▶ [Stored data entries]:
————————

PR #360, opened 2022-11-25
Extract checks if AABB overlap

jmirabel:


src/collision_utility.cpp
```diff
@@ -21,13 +21,25 @@
...
 namespace details {
+
 template <typename NT>
 inline CollisionGeometry* extractBVHtpl(const CollisionGeometry* model,
                                         const Transform3f& pose,
                                         const AABB& aabb) {
+  // Ensure AABB is already computed
+  if (model->aabb_radius < 0)
+    throw std::invalid_argument(
+        "Collision geometry AABB should be computed first.");
```
jcarpent, line 32:
```suggestion
  if (model->aabb_radius < 0)
    HPP_FCL_THROW_PRETTY("Collision geometry AABB should be computed first.",std::invalid_argument());
```

jcarpent (changes requested):
Thanks @jmirabel for the PR.
I propose using `HPP_FCL_THROW_PRETTY` to uniformize the throw within hpp-fcl.

jcarpent (approved):

PR #371, opened 2023-01-11
Adding EarlyStopped flag in GJK

lmontaut:
When GJK early stops, the closest points `p1` and `p2` make no sense, so we can simply set them to `nan`.

Q: What should we do about `distance`? For now it is set to the distance between the origin and the separating hyperplane, but we could set it to `nan` like the closest points.


jcarpent:
Here the distance has a meaning as a lower distance bound.

jcarpent (approved):
Small comment: the idea of using NaN values is for propagation in the computational graph. For the end-user, no contact should be added in case a separating hyperplane is found.

jcarpent (approved):

jcarpent:
Importantly, this PR solves a bug occurring in Pinocchio in debug mode.

PR #378, opened 2023-02-16
Skip test if BUILD_TESTING is OFF

jcarpent:


nim65s:
If we add this check here, we should remove it from the deeper level, eg: 
https://github.com/humanoid-path-planner/hpp-fcl/blob/00982e74f034bbb489e0cef2142bc4b94ab331bd/test/CMakeLists.txt#L26

jcarpent:
Thanks @nim65s for the quick feedback. I've handled the remark.

PR #381, opened 2023-03-13
Fix issues on normal directions for hfields

jcarpent:


include/hpp/fcl/collision_data.h
```diff
@@ -134,6 +134,8 @@ struct HPP_FCL_DLLAPI Contact {
   }
 
   bool operator!=(const Contact& other) const { return !(*this == other); }
+
+  inline FCL_REAL getDistanceToCollision(const CollisionRequest& request);
```
jcarpent, line 138:
```suggestion
  FCL_REAL getDistanceToCollision(const CollisionRequest& request) const;
```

————————

▶ [Exercise aim]:
Exactly as they appear above, set down all of the records once more.

▶ [Solution for this problem]:
PR #360, opened 2022-11-25
Extract checks if AABB overlap

jmirabel:


src/collision_utility.cpp
```diff
@@ -21,13 +21,25 @@
...
 namespace details {
+
 template <typename NT>
 inline CollisionGeometry* extractBVHtpl(const CollisionGeometry* model,
                                         const Transform3f& pose,
                                         const AABB& aabb) {
+  // Ensure AABB is already computed
+  if (model->aabb_radius < 0)
+    throw std::invalid_argument(
+        "Collision geometry AABB should be computed first.");
```
jcarpent, line 32:
```suggestion
  if (model->aabb_radius < 0)
    HPP_FCL_THROW_PRETTY("Collision geometry AABB should be computed first.",std::invalid_argument());
```

jcarpent (changes requested):
Thanks @jmirabel for the PR.
I propose using `HPP_FCL_THROW_PRETTY` to uniformize the throw within hpp-fcl.

jcarpent (approved):

PR #371, opened 2023-01-11
Adding EarlyStopped flag in GJK

lmontaut:
When GJK early stops, the closest points `p1` and `p2` make no sense, so we can simply set them to `nan`.

Q: What should we do about `distance`? For now it is set to the distance between the origin and the separating hyperplane, but we could set it to `nan` like the closest points.


jcarpent:
Here the distance has a meaning as a lower distance bound.

jcarpent (approved):
Small comment: the idea of using NaN values is for propagation in the computational graph. For the end-user, no contact should be added in case a separating hyperplane is found.

jcarpent (approved):

jcarpent:
Importantly, this PR solves a bug occurring in Pinocchio in debug mode.

PR #378, opened 2023-02-16
Skip test if BUILD_TESTING is OFF

jcarpent:


nim65s:
If we add this check here, we should remove it from the deeper level, eg: 
https://github.com/humanoid-path-planner/hpp-fcl/blob/00982e74f034bbb489e0cef2142bc4b94ab331bd/test/CMakeLists.txt#L26

jcarpent:
Thanks @nim65s for the quick feedback. I've handled the remark.

PR #381, opened 2023-03-13
Fix issues on normal directions for hfields

jcarpent:


include/hpp/fcl/collision_data.h
```diff
@@ -134,6 +134,8 @@ struct HPP_FCL_DLLAPI Contact {
   }
 
   bool operator!=(const Contact& other) const { return !(*this == other); }
+
+  inline FCL_REAL getDistanceToCollision(const CollisionRequest& request);
```
jcarpent, line 138:
```suggestion
  FCL_REAL getDistanceToCollision(const CollisionRequest& request) const;
```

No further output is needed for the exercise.